### Data for analysis
--- START ---
PR #460, opened 2026-06-30
feat(mech): on-chain write path — PostTxSettlement sweep + source field

DIvyaNautiyal07:
## Summary

- `_build_wildcard_event` sets the wire-level `source` to `mech_offchain` or `mech_onchain` based on the task's `is_offchain` flag, and the build gate relaxes to include on-chain marketplace tasks too.
- `filter_requests` stamps `enqueued_at_local` on every pending task; `PostTxSettlementBehaviour._sweep_pending_undelivered` walks the queue and emits request-only events (`response=None`, `source=mech_onchain`) for tasks past the configurable max age.
- `_extract_offchain_events` now keys on the presence of `wildcard_event`, so on-chain deliveries ride the same batch as off-chain.
- Two new default-off params: `mech_events_sweep_pending_enabled`, `mech_events_sweep_max_age_seconds`. Sweep is gated independently from the delivered-event write so operators can stage rollout.
- 597 tests pass locally (existing + new).

PRs land in order: predict-api#165 (the migration + model + writer) first, then this. Reversing the order would make request-only POSTs return 422 until the server catches up.

## Why local-clock sweep, not `getRequestStatus`

The contract's `RequestInfo.responseTimeout` is authoritative but reading it per sweep is one RPC per pending task. We explicitly avoid that: `filter_requests` stamps `enqueued_at_local` at enqueue time, and the sweep uses a configurable local max age (default 1 hour). If step-in delivers between the sweep and the predict-api write, the DB's `ON CONFLICT (request_id) DO UPDATE ... WHERE delivery_mech IS NULL` clause reconciles to the correct row. See `autonolas-marketplace/docs/onchain_write_path_scope.md` §3.2 and §3.4 for the trade-off.

## Notes for review

- Request-only events use placeholder `prompt='[onchain undelivered]'` and `tool='unknown'`. The IPFS body for the request isn't resolved at sweep time (would require a blocking fetch per task); the analytics-side undelivered signal is the absent `mech_responses` row, not the prompt content.
- The sweep operates in-place on `shared_state[PENDING_TASKS]` so other consumers (the task picker in `task_execution`) see the removal.
- Sweep is feature-flag gated separately (`mech_events_sweep_pending_enabled`); default off until v1 is validated against a live deployment. Operators can flip `mech_events_enabled` first to write delivered on-chain rows, then flip the sweep on once that's stable.
- PR targets `offchain-epic` per the team's branching request, not `main`.

## Test plan

- [x] `uv run pytest packages/valory/skills/task_submission_abci/tests/ packages/valory/skills/task_execution/tests/` — 597 passed locally.
- [ ] `autonomy packages lock --check` — verify the hash updates I generated round-trip cleanly.
- [ ] Cross-repo manual run of `autonolas-marketplace/docs/onchain_write_path_e2e.md` after predict-api#165 lands.

### DIFF
--- a/packages/valory/skills/task_execution/behaviours.py
+++ b/packages/valory/skills/task_execution/behaviours.py
@@ -1545,7 +1545,17 @@ class TaskExecutionBehaviour(SimpleBehaviour):
         # built and nothing rides Tendermint consensus replication. The flag
         # check lives here as well as in the post-settlement behaviour so
         # the consensus-state cost is gated, not just the HTTP write.
-        if is_offchain and getattr(self.params, "mech_events_enabled", False):
+        # Build the wildcard event for both off-chain HTTP deliveries
+        # (is_offchain=True) and on-chain marketplace deliveries
+        # (is_offchain=False AND is_marketplace_mech). The ``source`` field
+        # on the event (set by ``_build_wildcard_event``) is what
+        # disambiguates the two paths on the wildcard side: ``mech_offchain``
+        # for the paid HTTP path, ``mech_onchain`` for the on-chain rails.
+        # See ``autonolas-marketplace/docs/onchain_write_path_scope.md`` for
+        # the agreed shape.
+        wildcard_mode_enabled = getattr(self.params, "mech_events_enabled", False)
+        is_marketplace_delivery = bool(done_task.get("is_marketplace_mech"))
+        if wildcard_mode_enabled and (is_offchain or is_marketplace_delivery):
             done_task["wildcard_event"] = self._build_wildcard_event(
                 done_task=done_task,
                 cid=cid,
@@ -1643,6 +1653,17 @@ class TaskExecutionBehaviour(SimpleBehaviour):
         tool = str(done_task.get("tool") or "unknown")
         delivery_mech = str(
             done_task.get("mech_address") or self.params.mech_marketplace_address or ""
+        )
+        # Wildcard ``source`` derives from the per-task ``is_offchain``
+        # flag: True → ``mech_offchain`` (paid HTTP path); False →
+        # ``mech_onchain`` (the on-chain marketplace rails). This is the
+        # only field that disambiguates the two paths on the wildcard
+        # side; the per-row ``is_offchain`` boolean stays on the
+        # response payload as well (the lake keeps both because the
+        # ipfs_historical backfill describes either path).
+        is_offchain_task = bool(executing_task.get("is_offchain", False))
+        wildcard_source = (
+            "mech_offchain" if is_offchain_task else "mech_onchain"
         )
 
         # `start_time` is a perf_counter() value (monotonic, not wall-clock),
@@ -1829,7 +1850,7 @@ class TaskExecutionBehaviour(SimpleBehaviour):
                 "error": error_text,
                 "executed_at": executed_at_iso,
                 "cost_dict": cost_dict,
-                "is_offchain": True,
+                "is_offchain": is_offchain_task,
                 "tool_hash": tool_hash,
                 "execution_latency_ms": None,
                 "params_used": (
@@ -1845,6 +1866,7 @@ class TaskExecutionBehaviour(SimpleBehaviour):
                 "response_cid": None,
                 "delivered_at": now_iso,
             },
+            "source": wildcard_source,
         }
 
     def _reset_executing_task(self) -> None:
--- a/packages/valory/skills/task_execution/behaviours.py
+++ b/packages/valory/skills/task_execution/behaviours.py
@@ -1662,9 +1662,7 @@ class TaskExecutionBehaviour(SimpleBehaviour):
         # response payload as well (the lake keeps both because the
         # ipfs_historical backfill describes either path).
         is_offchain_task = bool(executing_task.get("is_offchain", False))
-        wildcard_source = (
-            "mech_offchain" if is_offchain_task else "mech_onchain"
-        )
+        wildcard_source = "mech_offchain" if is_offchain_task else "mech_onchain"
 
         # `start_time` is a perf_counter() value (monotonic, not wall-clock),
         # not suitable as a delivered_at timestamp. Use the current wall-clock
--- a/packages/valory/skills/task_execution/behaviours.py
+++ b/packages/valory/skills/task_execution/behaviours.py
@@ -1813,7 +1813,21 @@ class TaskExecutionBehaviour(SimpleBehaviour):
                 "marketplace_address": str(
                     getattr(self.params, "mech_marketplace_address", "") or ""
                 ),
-                "requester": str(executing_task.get("sender") or ""),
+                # ``sender`` is the off-chain HTTP path's requester key
+                # (set from the signed request body in
+                # ``task_execution.handlers._enqueue_offchain_request``).
+                # Marketplace pending tasks come from
+                # ``MechMarketplaceContract.get_marketplace_undelivered_reqs``
+                # which keys the requester as ``requester`` and carries no
+                # ``sender`` field. This block now runs for on-chain
+                # marketplace deliveries too, so falling back to
+                # ``requester`` keeps the wildcard row correctly populated
+                # instead of writing an empty ``requester``.
+                "requester": str(
+                    executing_task.get("sender")
+                    or executing_task.get("requester")
+                    or ""
+                ),
                 "priority_mech": str(
                     executing_task.get("priority_mech") or delivery_mech
                 ),
--- a/packages/valory/skills/task_execution/tests/test_behaviours.py
+++ b/packages/valory/skills/task_execution/tests/test_behaviours.py
@@ -3380,3 +3380,71 @@ def test_execute_task_offchain_missing_ipfs_data_sets_invalid_request(
     assert behaviour._invalid_request is True
     assert handle_calls == []
     assert send_calls == []
+
+
+# ---------------------------------------------------------------------------
+# On-chain write path: source field on _build_wildcard_event
+# ---------------------------------------------------------------------------
+#
+# After the on-chain write path lands, _build_wildcard_event sets a
+# top-level ``source`` field on the returned event dict based on the
+# task's ``is_offchain`` flag:
+#   - is_offchain=True  → source="mech_offchain" (the paid HTTP path).
+#   - is_offchain=False → source="mech_onchain"  (the on-chain rails).
+# The wildcard server uses this field to tag both mech_requests and
+# mech_responses rows for the analytics ETL. See
+# ``autonolas-marketplace/docs/onchain_write_path_scope.md`` §3.
+
+
+def test_build_wildcard_event_offchain_task_carries_mech_offchain_source(
+    behaviour: Any,
+    params_stub: Any,
+    shared_state: Dict[str, Any],
+) -> None:
+    """A task with ``is_offchain=True`` produces ``source='mech_offchain'``."""
+    request_data = {
+        "prompt": "p",
+        "tool": "prediction-offline",
+        "requested_at": "2026-06-25T13:19:06.651013Z",
+    }
+    done_task, executing_task = _wildcard_event_setup(
+        behaviour, shared_state, request_data
+    )
+    event = behaviour._build_wildcard_event(
+        done_task=done_task, cid="bafy", executing_task=executing_task
+    )
+    assert event["source"] == "mech_offchain"
+    # Response payload's is_offchain field still reflects the underlying
+    # delivery path (kept in lock-step with the source for clarity).
+    assert event["response"]["is_offchain"] is True
+
+
+def test_build_wildcard_event_onchain_task_carries_mech_onchain_source(
+    behaviour: Any,
+    params_stub: Any,
+    shared_state: Dict[str, Any],
+) -> None:
+    """A task with ``is_offchain=False`` produces ``source='mech_onchain'``.
+
+    The on-chain marketplace path lands here when the mech delivers an
+    on-chain request via ``deliverMarketplaceWithSignatures``. The
+    per-row response.is_offchain flag also flips false to keep the
+    analytics lake's two signals (which path + which source) consistent.
+    """
+    request_data = {
+        "prompt": "p",
+        "tool": "prediction-offline",
+        "requested_at": "2026-06-25T13:19:06.651013Z",
+    }
+    done_task, executing_task = _wildcard_event_setup(
+        behaviour, shared_state, request_data
+    )
+    # Flip the flags on both halves: the source decision keys on the
+    # executing_task; the response payload's is_offchain mirrors it.
+    executing_task["is_offchain"] = False
+    done_task["is_offchain"] = False
+    event = behaviour._build_wildcard_event(
+        done_task=done_task, cid="bafy", executing_task=executing_task
+    )
+    assert event["source"] == "mech_onchain"
+    assert event["response"]["is_offchain"] is False
--- a/packages/valory/skills/task_execution/tests/test_behaviours.py
+++ b/packages/valory/skills/task_execution/tests/test_behaviours.py
@@ -3454,3 +3454,49 @@ def test_build_wildcard_event_onchain_task_carries_mech_onchain_source(
     )
     assert event["source"] == "mech_onchain"
     assert event["response"]["is_offchain"] is False
+
+
+def test_build_wildcard_event_marketplace_task_falls_back_to_requester_key(
+    behaviour: Any,
+    params_stub: Any,
+    shared_state: Dict[str, Any],
+) -> None:
+    """Marketplace-delivered tasks carry `requester` (not `sender`); requester still populates.
+
+    Pending marketplace tasks come from
+    ``MechMarketplaceContract.get_marketplace_undelivered_reqs``, which
+    keys the requester as ``requester`` and carries no ``sender`` field.
+    The delivered wildcard row must still populate ``request.requester``
+    or the analytics-side join breaks.
+
+    The shared ``_wildcard_event_setup`` fixture always stamps
+    ``sender`` on ``executing_task`` (that's the off-chain HTTP shape).
+    This test deletes it and injects ``requester`` alone, exercising the
+    ``sender or requester`` fallback added in ``_build_wildcard_event``.
+
+    :param behaviour: task_execution behaviour under test.
+    :param params_stub: params fixture — consumed by
+        ``_wildcard_event_setup`` to populate ``self.params`` bits.
+    :param shared_state: shared_state fixture used by
+        ``_wildcard_event_setup`` for ``IN_MEMORY_REQUESTS`` /
+        ``OFFCHAIN_REQUEST_RESPONSES`` seeding.
+    """
+    request_data = {
+        "prompt": "on-chain marketplace delivery",
+        "tool": "prediction-offline",
+        "requested_at": "2026-06-25T13:19:06.651013Z",
+    }
+    done_task, executing_task = _wildcard_event_setup(
+        behaviour, shared_state, request_data
+    )
+    # Marketplace shape: only ``requester``, no ``sender``. Also flip the
+    # per-row provenance so this is the on-chain path.
+    del executing_task["sender"]
+    executing_task["requester"] = "0xMARKETPLACE_REQUESTER"
+    executing_task["is_offchain"] = False
+    done_task["is_offchain"] = False
+    event = behaviour._build_wildcard_event(
+        done_task=done_task, cid="bafy", executing_task=executing_task
+    )
+    assert event["request"]["requester"] == "0xMARKETPLACE_REQUESTER"
+    assert event["source"] == "mech_onchain"
--- a/packages/valory/skills/task_execution/tests/test_behaviours.py
+++ b/packages/valory/skills/task_execution/tests/test_behaviours.py
@@ -3430,6 +3430,12 @@ def test_build_wildcard_event_onchain_task_carries_mech_onchain_source(
     on-chain request via ``deliverMarketplaceWithSignatures``. The
     per-row response.is_offchain flag also flips false to keep the
     analytics lake's two signals (which path + which source) consistent.
+
+    :param behaviour: the wired ``task_execution`` behaviour under test.
+    :param params_stub: params fixture — indirectly consumed by
+        ``_wildcard_event_setup`` to populate ``self.params`` bits.
+    :param shared_state: shared_state fixture used by
+        ``_wildcard_event_setup`` to build ``done_task`` / ``executing_task``.
     """
     request_data = {
         "prompt": "p",
--- a/packages/valory/skills/task_submission_abci/behaviours.py
+++ b/packages/valory/skills/task_submission_abci/behaviours.py
@@ -1866,7 +1866,8 @@ class PostTxSettlementBehaviour(TaskExecutionBaseBehaviour):
             1. The feature flag is off (the default during Phase 1).
             2. The skill has no wildcard URL configured.
             3. The round's done_tasks carry no offchain wildcard_event
-               entries (the on-chain path doesn't populate these).
+               entries and the pending-task sweep produced no
+               request-only events (a truly quiet round).
 
         :yield: AEA protocol messages (signing dialogue, HTTP request) via
             the underlying generator-based helpers; this method does not
@@ -1887,7 +1888,12 @@ class PostTxSettlementBehaviour(TaskExecutionBaseBehaviour):
         # have sat in the queue past the operator's max age. Appended to
         # the same batch as delivered events so the signing round-trip
         # costs one signature per settlement, not one per event class.
-        request_only_events = self._sweep_pending_undelivered()
+        # ``_sweep_pending_undelivered`` returns the swept ``request_id``s
+        # alongside the events but does NOT mutate the pending queue: any
+        # guard-skip or POST failure below would otherwise drop the tasks
+        # with no re-queue and no written row. The queue is only mutated
+        # once the wildcard POST has confirmed a 2xx below.
+        request_only_events, swept_request_ids = self._sweep_pending_undelivered()
         if request_only_events:
             events = events + request_only_events
         if not events:
@@ -2064,6 +2070,15 @@ class PostTxSettlementBehaviour(TaskExecutionBaseBehaviour):
             len(events),
             self.context.agent_address,
         )
+        # Wildcard confirmed the batch; drop the swept undelivered tasks
+        # from the pending queue now. Deferring to this point (rather than
+        # inside ``_sweep_pending_undelivered``) ensures that any early
+        # return above — missing mech address, missing marketplace, mixed
+        # chains, unconfigured chain_id, digest build, signing, JSON
+        # serialisation, POST timeout, or non-2xx status — leaves the
+        # sweep at-least-once: the tasks stay on the queue and the next
+        # FSM cycle re-attempts the write.
+        self._drop_swept_from_pending(swept_request_ids)
 
     def _extract_offchain_events(self) -> List[Dict[str, Any]]:
         """Return the ``wildcard_event`` payload from every done_task that
@@ -2090,11 +2105,26 @@ class PostTxSettlementBehaviour(TaskExecutionBaseBehaviour):
             events.append(event)
         return events
 
-    def _sweep_pending_undelivered(self) -> List[Dict[str, Any]]:
-        """Walk the on-chain pending-tasks queue, emit request-only
+    def _sweep_pending_undelivered(
+        self,
+    ) -> Tuple[List[Dict[str, Any]], List[str]]:
+        """Walk the on-chain pending-tasks queue and return request-only
         events for any task that has sat in the queue past the
-        operator-configured sweep window, and remove those tasks from
-        the queue.
+        operator-configured sweep window, alongside the ``request_id``s
+        of the swept tasks so the caller can remove them from the queue
+        AFTER the wildcard POST confirms success.
+
+        The sweep does NOT mutate ``PENDING_TASKS``. Dropping tasks here
+        (as an earlier revision of this PR did) would lose the
+        undelivered signal on any of the six early-return paths below
+        the caller — missing mech address, missing marketplace, mixed
+        chains, unconfigured chain id, digest-build failure, or the POST
+        itself failing — because ``PENDING_TASKS`` is the only record
+        the mech has for a task that never got delivered (unlike a
+        delivered event, which is anchored on-chain). Deferring the
+        queue mutation to a confirmed 2xx keeps the sweep at-least-once
+        rather than at-most-once and lets a transient POST failure
+        recover on the next FSM cycle.
 
         The sweep is the mech side of the on-chain write path's
         undelivered-request capture. Local-clock comparison only: the
@@ -2116,63 +2146,83 @@ class PostTxSettlementBehaviour(TaskExecutionBaseBehaviour):
         request-only event always carries ``source='mech_onchain'``;
         the off-chain path doesn't produce them by construction.
 
-        :return: an ordered list of request-only event dicts ready to
-            append to the batch.
+        :return: a ``(events, swept_request_ids)`` tuple. ``events`` is
+            an ordered list of request-only event dicts ready to append
+            to the batch; ``swept_request_ids`` is the ordered list of
+            ``request_id`` strings the caller should drop from
+            ``PENDING_TASKS`` if the wildcard POST returns 2xx. Empty
+            lists on any short-circuit or when nothing timed out.
         """
         if not getattr(self.params, "mech_events_enabled", False):
-            return []
+            return [], []
         if not getattr(self.params, "mech_events_sweep_pending_enabled", False):
-            return []
+            return [], []
         max_age = float(
             getattr(self.params, "mech_events_sweep_max_age_seconds", 3600.0)
         )
         if max_age <= 0:
-            return []
+            return [], []
         pending = self.context.shared_state.get(PENDING_TASKS)
         if not isinstance(pending, list) or not pending:
-            return []
+            return [], []
 
         now_ts = time.time()
-        kept: List[Dict[str, Any]] = []
         request_only_events: List[Dict[str, Any]] = []
+        swept_request_ids: List[str] = []
         for task in pending:
             if not isinstance(task, dict):
                 # Anything that isn't a dict shouldn't be in
-                # pending_tasks. Keep it as-is rather than dropping —
-                # whatever bug put it there is not this sweep's
-                # problem.
-                kept.append(task)
+                # pending_tasks. Leave it alone — whatever bug put it
+                # there is not this sweep's problem.
                 continue
             enqueued_at = task.get("enqueued_at_local")
             if not isinstance(enqueued_at, (int, float)):
                 # Older entries (pre-sweep deployment) won't carry the
                 # stamp. Leave them alone; they'll be picked up on the
                 # next enqueue or when the handler stamps fresh.
-                kept.append(task)
                 continue
             if now_ts - float(enqueued_at) < max_age:
-                kept.append(task)
                 continue
             event = self._build_request_only_event(task, now_ts)
             if event is None:
                 # If we can't build a valid event from a stale task,
-                # keep it on the queue rather than silently dropping —
+                # leave it on the queue rather than silently dropping —
                 # better a re-attempted sweep than a lost write.
-                kept.append(task)
                 continue
             request_only_events.append(event)
+            swept_request_ids.append(str(event["request"].get("request_id")))
             self.context.logger.info(
-                "Wildcard sweep: emitting request-only event for "
-                "timed-out task request_id=%s, age=%.0fs",
+                "Wildcard sweep: staging request-only event for "
+                "timed-out task request_id=%s, age=%.0fs "
+                "(queue not mutated until POST succeeds)",
                 event["request"].get("request_id"),
                 now_ts - float(enqueued_at),
             )
 
-        # Mutate the shared list in place: other consumers (the task
-        # picker in task_execution) hold the same reference and would
-        # not see a rebinding.
-        pending[:] = kept
-        return request_only_events
+        return request_only_events, swept_request_ids
+
+    def _drop_swept_from_pending(self, swept_request_ids: List[str]) -> None:
+        """Remove the swept tasks from ``PENDING_TASKS`` after a
+        confirmed wildcard write.
+
+        Mutates the shared list in place: other consumers (the task
+        picker in task_execution) hold the same reference and would not
+        see a rebinding.
+        """
+        if not swept_request_ids:
+            return
+        pending = self.context.shared_state.get(PENDING_TASKS)
+        if not isinstance(pending, list) or not pending:
+            return
+        drop_set = set(swept_request_ids)
+        pending[:] = [
+            task
+            for task in pending
+            if not (
+                isinstance(task, dict)
+                and str(task.get("requestId") or "") in drop_set
+            )
+        ]
 
     def _build_request_only_event(
         self, task: Dict[str, Any], now_ts: float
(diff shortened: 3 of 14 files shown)


packages/valory/skills/task_submission_abci/behaviours.py
```diff
@@ -2051,27 +2066,240 @@ def _do_wildcard_write_best_effort(self) -> Generator:
...
+        )
+
+        # The wildcard server requires ``prompt`` to be a non-empty
+        # string and ``tool`` to be a non-empty string. Placeholders
+        # match the off-chain build's pattern ("[offchain request]")
+        # so a reader can spot a sweep-emitted row from the value.
+        prompt = "[onchain undelivered]"
+        tool = "unknown"
+        chain_id = int(
+            getattr(self.params, "mech_events_chain_id", 0) or 0
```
--- END ---
### Your instructions
Among the entries above, find every line holding "locally" and copy it.

### Answer below
- 597 tests pass locally (existing + new).
- [x] `uv run pytest packages/valory/skills/task_submission_abci/tests/ packages/valory/skills/task_execution/tests/` — 597 passed locally.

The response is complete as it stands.